A Non-asymptotic Analysis of Generalized Approximate Message Passing Algorithms with Right Rotationally Invariant Designs

TL;DR

This paper provides a non-asymptotic analysis of generalized AMP algorithms with right rotationally invariant designs, showing that their estimates concentrate rapidly around predicted limits in high-dimensional settings.

Contribution

It extends the analysis of AMP algorithms to non-asymptotic regimes with right rotationally invariant matrices, establishing exponential concentration rates for their estimates.

Findings

Estimates concentrate exponentially fast around their asymptotic predictions.

Validates finite-sample performance of generalized AMP algorithms in practical applications.

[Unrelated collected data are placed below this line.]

PR #168, opened 2018-06-26
adding tracking to borrower-info pieces of loancard.

BoulderBrains:
Adding tracking to borrower name and "read more" text on loan cards.

### DIFF
--- a/src/components/LoanCards/BorrowerInfo.vue
+++ b/src/components/LoanCards/BorrowerInfo.vue
@@ -3,7 +3,7 @@
 		<router-link
 			:to="`/lend/${ id }`"
 			class="name"
-			v-kv-track-event="`['Lending', 'click-Read more', 'Name', ${ id }, 'true']`">
+			v-kv-track-event="['Lending', 'click-Read more', 'Name', id, 'true']">
 			{{ name }}
 		</router-link>
 		<div class="country">{{ country }}</div>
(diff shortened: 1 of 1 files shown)


mcstover:
@BoulderBrains Need to update both of these to be a string literal `` and then use ${id} for that var.

mcstover:
I'm not sure if that will work... Usually the `` wrap the full string like you have in the :to attribute.

How did it render the attribute with this in place?

src/components/LoanCards/BorrowerInfo.vue
```diff
@@ -1,13 +1,22 @@
 <template>
 	<div class="borrower-info-wrapper">
-		<router-link :to="`/lend/${ id }`" class="name">{{ name }}</router-link>
+		<router-link
+			:to="`/lend/${ id }`"
+			class="name"
+			v-kv-track-event="['Lending', 'click-Read more', 'Name', id, 'true']">
```
jedlin-kiva: I think this one should be something like 'click-borrower name' so we can distinguish which elements are getting clicked (I'll change the link around the borrower photo to 'click-borrower photo') for the same reason.

mcstover:
@jedlin-kiva I think it's already using the other parameter to make that distinction.

That said, ultimately, any tracking we add that is being duplicated from existing tracking, should match exactly, the parameters in use so that any reports will function as they do today.

jedlin-kiva:
@mcstover - yeah, I figured that out after I made the comment, so deleted the comment. :0

BoulderBrains:
Thank you both @jedlin-kiva & @mcstover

First non-asymptotic analysis for AMP algorithms with right rotationally invariant designs.

Abstract

Approximate Message Passing (AMP) algorithms are a class of iterative procedures for computationally-efficient estimation in high-dimensional inference and estimation tasks. Due to the presence of an 'Onsager' correction term in its iterates, for $N \times M$ design matrices $\mathbf{A}$ with i.i.d. Gaussian entries, the asymptotic distribution of the estimate at any iteration of the algorithm can be exactly characterized in the large system limit as $M/N \rightarrow \delta \in (0, \infty)$ via a scalar recursion referred to as state evolution. In this paper, we show that appropriate functionals of the iterates, in fact, concentrate around their limiting values predicted by these asymptotic distributions with rates exponentially fast in $N$ for a large class of AMP-style algorithms, including those that are used when high-dimensional generalized linear regression models are assumed to be the data-generating process, like the generalized AMP algorithm, or those that are used when the measurement matrix is assumed to be right rotationally invariant instead of i.i.d. Gaussian, like vector AMP and generalized vector AMP. In practice, these more general AMP algorithms have many applications, for example in in communications or imaging, and this work provides the first study of finite sample behavior of such algorithms.